In closing as I re-read your article again today and clicked through all the links you have provided, I still stand by what I said earlier. Your article in effect is piecing together a story with a combination of half truths/totally false assertions - what essetially appears to be a preconcieved conclusion searching for "facts"

I realize that writing "articles" and publishing them is what the media needs to do AND it's also satisfactory (I guess) to kick an individual/corporation when it is down(banks are everybody's favorite whipping boys so why not pile on right) but your article has a biased view(which is fine imo) based on largely false information. I do appreciate your rebuttal and good luck to you too for future articles that are more balanced AND more importantly fact based.

Get Real's picture
Get Real - Sep 8, 2011

Some of the assertions in this article are simply no more than a crock of sh*t and furthermore totally false.

(1)Moynihan has much more than 2 direct reports.
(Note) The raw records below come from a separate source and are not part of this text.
PR #1487, opened 2022-12-05
Add padding to pass rates script output

honza:
Sorry, my OCD just could not


honza:
cc @derekhiggins

dougsland:
looks sane to me.

scripts/periodics_pass_rates.sh
```diff
@@ -1,4 +1,4 @@
-#!/bin/bash
+#!/bin/sh
```
zaneb, line 1: Since we're doing OCD, this file definitely contains bash-specific syntax like `$()` :slightly_smiling_face:

honza: It's not OCD; it literally didn't work on my machine :slightly_smiling_face:.  I'll change it to `#!/usr/bin/env bash`, would that be satisfactory to you?

PR #1488, opened 2022-12-08
AGENT-350: Run agent_gather on the hosts

pawanpinjarkar:
Signed-off-by: Pawan Pinjarkar <ppinjark@redhat.com>

### DIFF
--- a/agent/04_agent_configure.sh
+++ b/agent/04_agent_configure.sh
@@ -268,7 +268,6 @@ else
     ip=${AGENT_NODES_IPSV6[0]}
   fi
   configure_dnsmasq ${ip} ""
-  echo "${ip}" > ${OCP_DIR}/node0-ip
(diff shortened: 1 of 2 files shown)


pawanpinjarkar:
depends on https://github.com/openshift/installer/pull/6683

zaneb:
> depends on [openshift/installer#6683](https://github.com/openshift/installer/pull/6683)

And also a backport before we can use it in the CI jobs.

The more I think about it, the more I think the right thing for CI specifically is to run agent-gather on _all_ of the hosts. We may need e.g. the log from a host that is not node0 to debug something.

pawanpinjarkar:
> openshift/installer#6683

As this PR is now to run agent gather on all the hosts, it does not depend on https://github.com/openshift/installer/pull/6683

PR #1489, opened 2022-12-09
Treat mirror_images as a boolean in Ansible roles

zaneb:
The environment variable MIRROR_IMAGES is only checked for being empty or non-empty in bash (i.e. both "false" and "true" evaluate as true).

In the Ansible roles, mirror_images was explicitly compared to "true", which led to inconsistent behaviour. To restore a semblance of sanity, make mirror_images a boolean inside Ansible, and convert MIRROR_IMAGES using its normal bash definition at the source.


bfournie:
/lgtm 
Tested both with MIRROR_IMAGES set and unset
Will approve once e2e test passes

Since the article builds on this factual error, the other assertions too are -- you guessed it, a crock of sh*t
(2)Joe Price a potential CEO candidate - get real on this.
(3)The lawsuits are mostly directed to Legacy Asset Servicing which was carved out from Home Loans(Desoer) back in Feb. There's a different exec in charge of the lawsuits -- Desoer's peer before the reorg.

Tim Glynn's picture
Tim Glynn - Sep 8, 2011

The well established term is neither de-layering nor exfoliation. It is defenestration.

Jeffry Pilcher | The Financial Brand's picture
Jeffry Pilcher ... - Sep 10, 2011

If Moynihan's job is in jeopardy, then his firing two people isn't going to change anything.

I see nothing in the article that explains why Krawcheck or Price were considered rivals by Moynihan, or why they were in line for the CEO spot. The only facts I see in this report are that Krawcheck and Price were fired, and that two new people are being brought in. The rest is theory. If we are to accept this article's interpretation of facts, then all at-risk CEOs should always axe the C-suite's top performers and replace them with ineffectual eunechs.

The mystery and intrigue that afflicted HP's board was an entirely different situation. Invoking it here feels like a bit of a stretch. They had people breaking laws, leaking information.

NURREDIN's picture
NURREDIN - Sep 8, 2011

As a former employee of Bank of America,I can tell you the problems will not be resolved with these latest moves, and may just exacerbate the problem. The ingrained, institutionalized unethical behavior of management will not be changed. So now you have an inexperienced CEO handling a crew of immoral,unethical managers at EVERY level. You just made the situation worse.